[[ DATASET EXCERPTS open ]]
PR #505, opened 2026-07-23
Implement range assignments at the vm compiler

MOZGIII:
Goes in after #504

---

This PR adds `range` assignment support via lowering it into a loop that populates an array

### DIFF
--- a/crates/lib/vm-compiler-for-ast-old/src/function/compiler/plan/assignment.rs
+++ b/crates/lib/vm-compiler-for-ast-old/src/function/compiler/plan/assignment.rs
[[ DATASET EXCERPTS closed ]]
WHAT THIS TASK INVOLVES
Please find how many lines in the records hold "function", then give that number with nothing else.

SOLUTION TO THIS PROBLEM
2